Stop doing that. Stop doing it because Rev. Wright shouldn't matter, and you just keep the controversy alive by taking it on the merits. That's a pointless argument to be having now, and it certainly won't help Obama. Stop defending Wright because what he has said doesn't matter.
However, you should also stop defending Wright because some of it really is indefensible. I don't write this because it's important. I write this because we need to move on. I had tabled this diary for a few weeks, but since Wright is back, perhaps it's time I published it. Please don't dismiss me as a 'concern troll'. Hear me out on this one.

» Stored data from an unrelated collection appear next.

PR #2373, opened 2026-05-22
fix(zcash_transparent): reject oversized PCZT partial_signatures at parse time

Zk-nd3r:
Input::parse accepts partial_signatures values of arbitrary length, and the P2PKH branch of spend_finalizer.rs pushes them into a script via pv::push_value(...).expect("short enough"). push_value returns None for any element over the 520-byte script push-value limit, so a partial_signatures entry longer than 520 bytes aborts the finalizer. The P2SH/P2MS branch already handles this with .ok_or(InvalidSignature)?; P2PKH was inconsistent.

- parse.rs: reject oversized partial_signatures entries at parse time, with a new ParseError::InvalidPartialSignature. This closes it at the boundary for every role, not just P2PKH.
- spend_finalizer.rs: convert the P2PKH signature push to .ok_or(SpendFinalizerError::InvalidSignature)?, matching the P2MS branch. The pubkey is a fixed 33-byte key that always fits, so it keeps an expect with an accurate message.
- Add a regression test for parse-time rejection of a 521-byte partial_signatures value.

Validation:
- cargo fmt --all
- cargo build -p zcash_transparent on Linux
- cargo test -p zcash_transparent on Linux, 9 passed

### DIFF
--- a/zcash_transparent/CHANGELOG.md
+++ b/zcash_transparent/CHANGELOG.md
@@ -10,6 +10,15 @@ workspace.
 
 ## [Unreleased]
 
+### Changed
+- `zcash_transparent::pczt::ParseError` has a new `InvalidPartialSignature`
+  variant. The `ParseError` enum is now marked `#[non_exhaustive]`.
+
+### Fixed
+- `zcash_transparent::pczt` spend finalization no longer panics on a
+  `partial_signatures` entry larger than the maximum script push-value size.
+  Such entries are now rejected at parse time.
+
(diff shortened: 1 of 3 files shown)


nuttycom (dismissed):
utACK 5e56aa4b6dd31cfa8e3a1c031ff73fd4c4045095

nuttycom (approved):
re-utACK 3a3d5d9aab1083336366b6219af8db000d7a7026

PR #2375, opened 2026-05-23
fix: align propose_shielding_coinbase fee with builder bundle minimums

### LINKED ISSUE #2374: `propose_shielding_coinbase` underestimates fee by one marginal unit
**Summary**

`propose_shielding_coinbase` (added in #2353) hardcodes the shielded output/action counts it passes to `FeeRule::fee_required`, but those counts don't reflect what the builder will actually produce. Both `sapling::builder::BundleType::DEFAULT` and `orchard::builder::BundleType::DEFAULT` pad up to a minimum of 2 (`MIN_SHIELDED_OUTPUTS` / `MIN_ACTIONS`), so the proposal underestimates the fee by exactly one ZIP‑317 marginal unit (5000 zat). The proposal succeeds; `create_proposed_transactions` then fails at build time with `Insufficient funds for transaction construction; need an additional ZatBalance(5000) zatoshis`.

**Location**

`zcash_client_backend/src/data_api/wallet/input_selection.rs:1249`:

```rust
let (sapling_output_count, orchard_action_count) = match destination_pool {
    PoolType::SAPLING => (1usize, 0usize),
    PoolType::ORCHARD  => (0usize, 1usize),
    ...
};

let fee = fee_rule.fee_required(
    params, BlockHeight::from(target_height),
    transparent_inputs.iter().map(transparent_fees::InputView::serialized_size),
    std::iter::empty::<usize>(),
    0,
    sapling_output_count,
    orchard_action_count,
)?;
```

The other proposal paths (e.g. `single_change_output_balance` in `fees/common.rs`) ask each bundle type for its real action count via `BundleType::DEFAULT.num_outputs(...)` / `.num_actions(...)`. This path doesn't, and so misses the padding.

**Reproduction**

End‑to‑end against a zaino‑backed regtest wallet: any `z_shieldcoinbase` call to a destination with a Sapling‑only or Orchard‑only receiver. The proposal returns a valid `Proposal`; `create_proposed_transactions` aborts with the "need additional 5000 zatoshis" error.

dianaravenborne:
Fixes #2374.
Fixes [COR-1261](https://linear.app/zodl/issue/COR-1261/propose-shielding-coinbase-underestimates-fee-by-one-marginal-unit).

`propose_shielding_coinbase` (added in #2353) hardcoded the shielded output / action counts it passes to `FeeRule::fee_required`:

```rust
let (sapling_output_count, orchard_action_count) = match destination_pool {
    PoolType::SAPLING => (1usize, 0usize),
    PoolType::ORCHARD  => (0usize, 1usize),
    ...
};
```

But both `sapling::builder::BundleType::DEFAULT` and `orchard::builder::BundleType::DEFAULT` pad up to a minimum of 2 outputs / actions when any output is added (`MIN_SHIELDED_OUTPUTS` and `MIN_ACTIONS` respectively). The proposal therefore underestimates the fee by exactly one ZIP-317 marginal unit (5000 zat). The proposal succeeds, then \`create_proposed_transactions\` fails at build time with:

> Insufficient funds for transaction construction; need an additional ZatBalance(5000) zatoshis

For a brief time, I was defending Wright, including against charges of anti-semitism. Many Jews were uncomfortable with him, because of his position on Israel, and I defended his right to hold that position without being called anti-Semitic. Then, I read his famous letter to the New York Times, and I realized something important. Rev. Wright may be anti-Semitic. Certainly, I find this letter to reveal a man who resents Jews and feels he must pander in dealing with them. I don't say this to smear the man. He is of a certain generation, and such feelings are not uncommon in his generation. I just think it might be instructive to point out how his letter might be indicative of a certain cluelessness in his view of others...and why his more controversial statements can rub folks the wrong way.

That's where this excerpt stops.